Task prompt: Copy out the entries below exactly as they stand, but only from the line containing "logs -f botnexus-gateway" through the line containing "docker stop botnexus-gateway".

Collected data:
......
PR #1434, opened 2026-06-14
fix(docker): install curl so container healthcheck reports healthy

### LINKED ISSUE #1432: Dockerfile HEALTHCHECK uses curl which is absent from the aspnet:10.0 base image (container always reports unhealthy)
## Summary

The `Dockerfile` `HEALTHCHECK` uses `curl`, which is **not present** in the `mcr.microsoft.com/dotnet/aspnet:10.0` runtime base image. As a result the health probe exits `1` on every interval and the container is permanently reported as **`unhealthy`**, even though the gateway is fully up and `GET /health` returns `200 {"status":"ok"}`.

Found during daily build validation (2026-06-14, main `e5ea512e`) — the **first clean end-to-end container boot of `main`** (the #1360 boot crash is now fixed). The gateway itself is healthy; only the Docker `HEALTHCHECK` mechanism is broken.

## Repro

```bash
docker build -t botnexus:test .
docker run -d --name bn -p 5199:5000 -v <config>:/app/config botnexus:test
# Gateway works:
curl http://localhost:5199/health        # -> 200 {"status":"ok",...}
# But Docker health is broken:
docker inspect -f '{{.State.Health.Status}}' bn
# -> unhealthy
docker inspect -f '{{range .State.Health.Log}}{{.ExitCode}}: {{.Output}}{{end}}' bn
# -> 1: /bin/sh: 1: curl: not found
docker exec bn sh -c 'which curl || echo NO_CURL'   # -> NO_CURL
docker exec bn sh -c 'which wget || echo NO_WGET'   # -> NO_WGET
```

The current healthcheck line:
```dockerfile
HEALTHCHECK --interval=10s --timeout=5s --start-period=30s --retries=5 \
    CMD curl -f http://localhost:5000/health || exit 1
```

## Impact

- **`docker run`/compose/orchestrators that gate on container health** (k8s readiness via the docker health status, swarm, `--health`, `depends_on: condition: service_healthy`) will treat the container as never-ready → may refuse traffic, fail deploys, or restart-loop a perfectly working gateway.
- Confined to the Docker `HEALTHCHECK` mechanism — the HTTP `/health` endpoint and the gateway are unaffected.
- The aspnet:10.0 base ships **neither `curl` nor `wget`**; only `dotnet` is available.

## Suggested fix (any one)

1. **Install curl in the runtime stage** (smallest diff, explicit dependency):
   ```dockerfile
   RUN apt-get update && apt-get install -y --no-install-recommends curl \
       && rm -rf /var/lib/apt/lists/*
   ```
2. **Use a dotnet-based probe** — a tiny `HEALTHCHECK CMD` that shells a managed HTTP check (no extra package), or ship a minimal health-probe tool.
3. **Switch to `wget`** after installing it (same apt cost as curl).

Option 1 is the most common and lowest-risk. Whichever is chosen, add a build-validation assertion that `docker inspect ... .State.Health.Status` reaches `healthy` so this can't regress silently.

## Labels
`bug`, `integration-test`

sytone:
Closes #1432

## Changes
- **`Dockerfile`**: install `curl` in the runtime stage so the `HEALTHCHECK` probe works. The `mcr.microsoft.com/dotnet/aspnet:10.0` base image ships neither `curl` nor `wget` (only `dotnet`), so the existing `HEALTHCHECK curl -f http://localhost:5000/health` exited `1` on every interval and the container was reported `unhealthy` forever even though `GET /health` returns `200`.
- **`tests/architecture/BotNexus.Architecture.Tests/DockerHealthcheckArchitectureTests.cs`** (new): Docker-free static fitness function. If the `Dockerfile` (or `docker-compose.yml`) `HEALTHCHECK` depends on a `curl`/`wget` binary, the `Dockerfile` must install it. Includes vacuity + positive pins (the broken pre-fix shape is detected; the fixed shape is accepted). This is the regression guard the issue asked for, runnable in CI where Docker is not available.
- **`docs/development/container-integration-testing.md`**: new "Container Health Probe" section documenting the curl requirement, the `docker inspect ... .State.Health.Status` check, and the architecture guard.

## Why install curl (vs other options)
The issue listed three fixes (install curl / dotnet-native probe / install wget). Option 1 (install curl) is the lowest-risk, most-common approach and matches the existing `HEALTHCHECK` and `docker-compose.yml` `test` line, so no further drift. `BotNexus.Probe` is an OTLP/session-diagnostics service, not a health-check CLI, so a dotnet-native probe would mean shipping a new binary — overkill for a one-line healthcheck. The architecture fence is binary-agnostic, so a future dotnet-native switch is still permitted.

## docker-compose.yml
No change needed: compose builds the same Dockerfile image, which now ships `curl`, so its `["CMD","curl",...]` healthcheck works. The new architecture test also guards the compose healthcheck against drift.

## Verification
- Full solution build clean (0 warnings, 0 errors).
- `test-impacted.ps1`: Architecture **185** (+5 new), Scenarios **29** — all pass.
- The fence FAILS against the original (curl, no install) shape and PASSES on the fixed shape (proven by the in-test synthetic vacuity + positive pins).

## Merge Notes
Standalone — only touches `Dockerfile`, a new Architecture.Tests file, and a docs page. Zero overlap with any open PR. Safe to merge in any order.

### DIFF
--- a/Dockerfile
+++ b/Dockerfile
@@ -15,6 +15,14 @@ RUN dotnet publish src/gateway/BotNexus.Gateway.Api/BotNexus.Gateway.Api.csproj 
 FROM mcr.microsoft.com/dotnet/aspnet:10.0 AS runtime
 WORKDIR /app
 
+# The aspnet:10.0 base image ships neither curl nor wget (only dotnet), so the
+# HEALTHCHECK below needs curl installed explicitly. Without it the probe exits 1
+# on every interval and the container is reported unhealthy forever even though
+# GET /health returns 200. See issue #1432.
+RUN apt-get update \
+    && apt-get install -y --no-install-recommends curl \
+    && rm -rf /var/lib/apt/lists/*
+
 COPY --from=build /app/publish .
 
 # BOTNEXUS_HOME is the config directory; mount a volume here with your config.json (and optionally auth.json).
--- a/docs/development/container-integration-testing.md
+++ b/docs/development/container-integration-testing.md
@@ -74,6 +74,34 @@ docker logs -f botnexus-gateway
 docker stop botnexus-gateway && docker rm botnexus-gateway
......
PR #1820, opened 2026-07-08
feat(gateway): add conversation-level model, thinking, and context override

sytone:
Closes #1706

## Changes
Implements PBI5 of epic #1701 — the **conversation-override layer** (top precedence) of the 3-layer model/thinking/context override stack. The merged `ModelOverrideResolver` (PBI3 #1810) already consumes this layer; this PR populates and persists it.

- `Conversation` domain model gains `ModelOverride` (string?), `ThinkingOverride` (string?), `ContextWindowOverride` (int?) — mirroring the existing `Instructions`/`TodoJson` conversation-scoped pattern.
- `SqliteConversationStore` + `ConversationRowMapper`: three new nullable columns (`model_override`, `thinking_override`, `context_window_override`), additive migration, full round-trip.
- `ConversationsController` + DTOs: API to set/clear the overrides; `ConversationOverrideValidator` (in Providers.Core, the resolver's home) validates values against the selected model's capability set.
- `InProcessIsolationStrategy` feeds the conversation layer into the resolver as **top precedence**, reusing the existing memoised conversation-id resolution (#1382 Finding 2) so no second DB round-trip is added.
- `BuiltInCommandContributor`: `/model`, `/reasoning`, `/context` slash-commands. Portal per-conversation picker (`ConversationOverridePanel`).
......
Response box:
@@ -74,6 +74,34 @@ docker logs -f botnexus-gateway
 docker stop botnexus-gateway && docker rm botnexus-gateway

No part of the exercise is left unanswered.